● The task: Search the data for the word "environment" and copy each line that has it.

Start of Block

PR #295, opened 2015-05-20
Ember 1.12, Ember-CLI 0.2.5

mixonic:
Some significant upgrades.


config/environment.js
```diff
@@ -61,7 +61,7 @@ module.exports = function(environment) {
     featureFlags: {
       'organization-settings': true,
       'price-estimator': true,
-      'notifications': true
+      'notifications': false
```
mixonic: This feature was unhelpfully squashing errors in master.

tests/acceptance/claim-test.js
```diff
@@ -143,20 +143,3 @@ test('failed verification displays error', function() {
     ok(Ember.$(':contains(error accepting this invitation)').length, 'Failed verifications shows error');
   });
 });
-
-test('failed verification displays error', function() {
```
mixonic: This test is the same as the previous test.

mixonic:
We're blocked by https://github.com/emberjs/ember.js/pull/11225 for the move to Glimmer and by https://github.com/pangratz/ember-cli-htmlbars-inline-precompile/issues/8 for the upgrade to the latest `ember-qunit` (we need a compiler for the new integration tests, one that look [like this](https://github.com/ef4/liquid-fire/blob/master/tests/integration/helpers/liquid-if-test.js#L15)). However this is still great to land.

Issue #291, opened 2015-05-17
Billing Management


sandersonet:
A user should be able to manage their own billing settings

* [x] Billing/Plan [page 310a](https://drive.google.com/file/d/0Bxuaj2I3HLq-WmFsYTZfUFhMcTg/view?usp=sharing) [page 310b](https://drive.google.com/file/d/0Bxuaj2I3HLq-WEhYc0RHR1hUdGs/view?usp=sharing) (PR: #309)
* [x] display billing header (card type, next invoice date, next 4 digits) (PR https://github.com/aptible/dashboard.aptible.com/pull/310)
* [x] Billing/Payment Method [page 311](https://drive.google.com/file/d/0Bxuaj2I3HLq-eUlDZ01xbWVXeDg/view?usp=sharing) (PR: #330)

Other billing screens (not part of this issue):
* Billing/Overview [page 309](https://drive.google.com/file/d/0Bxuaj2I3HLq-UlRkdVpuNzJzYW8/view?usp=sharing)
* Billing/Invoice History [page 312](https://drive.google.com/file/d/0Bxuaj2I3HLq-cERUeDJBVzFIWTQ/view?usp=sharing)

sandersonet:
@samyount @chasballew Feel free to weigh in on these screens and their copy.  

When upgrading, we probably want to throw up a confirmation modal clarifying they'll be charged the $499 immediately.

chasballew:
@sandersonet - The billing can happen immediately, but the stack creation and contract/BAA piece are still async. The contracts are formatted and ready to be triggered through the Echosign API, per #151.

sandersonet:
Good point @chasballew .  Do you have thoughts on how we can word this in the confirmation modal?  Something to the effect of "Once you upgrade, an Aptible Account Manager will contact you with instructions for signing a BAA and using your new PHI-ready environment.  Your card will be charged immediately."  cc @bantic

chasballew:
SGTM

bantic:
updated the modal:

![image](https://cloud.githubusercontent.com/assets/2023/7870415/34c7915c-0557-11e5-8330-18a37158f3bc.png)

sandersonet:
Closing this as finished.  Opening separate tickets for Overview and Invoices screens.

PR #309, opened 2015-05-28
Billing plan

bantic:
Refs #291 

  * [x] add /organizations/:id/billing/plan route
  * [x] style the plan panels on plan page (can we use flexbox?)
  * [ ] ~~display billing overview header (plan name, payment method, invoice date, etc: http://take.ms/kNA55)~~
  * [x] wire the UI to update the organization's plan when requested
  * [x] display a confirmation modal when upgrading
  * [x] Auth: add backend code that handles upgrading an organization (WIP: https://github.com/aptible/auth.aptible.com/pull/151)
  * [x] display error if upgrade fails
  * [x] track an event, show a modal, when a user clicks "ask about our hipaa compliant plans" button
  * [x] change confirmation modal as explained in #291 

@mixonic for your review cc @sandersonet 

@sandersonet : I've used mostly ad-hoc CSS in `app/styles/billing-plans.scss`. Feedback there welcomed and/or you or I can address styling improvements after merge. These seem to be about 80-90% of the way towards matching the mocks. A notable exception is that I didn't fix the height of the panels, so when the window changes they can get out of sync, height-wise. I've added screenshots in comments below of most of the styled UI.

I am going to punt on displaying the billing overview header for now, as it relies on API calls that we do not yet have.

### DIFF
--- a/app/organization/billing/plan/route.js
+++ b/app/organization/billing/plan/route.js
@@ -45,7 +45,7 @@ export default Ember.Route.extend({
                      Ember.get(e, 'responseJSON.message'));
       organization.rollback();
     }).finally(() => {
-      this.controller.set('isUpgrading', false);
+      controller.set('isUpgrading', false);
     });
   },
 
--- a/app/organization/billing/plan/route.js
+++ b/app/organization/billing/plan/route.js
@@ -1,0 +1,52 @@
+import Ember from 'ember';
+import { UPGRADE_PLAN_REQUEST_EVENT } from 'diesel/models/organization';
+
+export default Ember.Route.extend({
+  analytics: Ember.inject.service(),
+  confirmationModal: Ember.inject.service(),
+
+  actions: {
+    upgrade(planType) {
+      this.get('confirmationModal').open({
+        partial: 'confirmation-modals/upgrade-plan',
+        onConfirm: () => this._upgradePlan(planType)
+      });
+    },
+
+    requestUpgrade() {
+      this._trackUpgradeRequest();
+
+      this.get('confirmationModal').open({
+        partial: 'confirmation-modals/request-plan-upgrade'
+      });
+    }
+  },
+
+  _trackUpgradeRequest() {
+      const organization = this.modelFor('organization');
+      const eventName = UPGRADE_PLAN_REQUEST_EVENT;
+      const eventAttributes = {
+        organization_id: organization.get('id'),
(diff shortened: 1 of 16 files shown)


bantic:
Styled UI for platform plan: 
image

bantic:
styled UI when plan = development:

image

bantic:
displayed confirmation modal:

image

bantic:
error message displayed when upgrade fails:

image

bantic:
account upgrade request modal:

image

app/organization/billing/plan/route.js
```diff
@@ -0,0 +1,52 @@
...
+    organization.set('plan', planType);
+
+    controller.set('error', null);
+    controller.set('isUpgrading', true);
+    organization.save().catch((e) => {
+      controller.set('error',
+                     Ember.get(e, 'responseJSON.message'));
+      organization.rollback();
+    }).finally(() => {
+      this.controller.set('isUpgrading', false);
```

End of Block

● Output of the exercise:
config/environment.js
@@ -61,7 +61,7 @@ module.exports = function(environment) {
Good point @chasballew .  Do you have thoughts on how we can word this in the confirmation modal?  Something to the effect of "Once you upgrade, an Aptible Account Manager will contact you with instructions for signing a BAA and using your new PHI-ready environment.  Your card will be charged immediately."  cc @bantic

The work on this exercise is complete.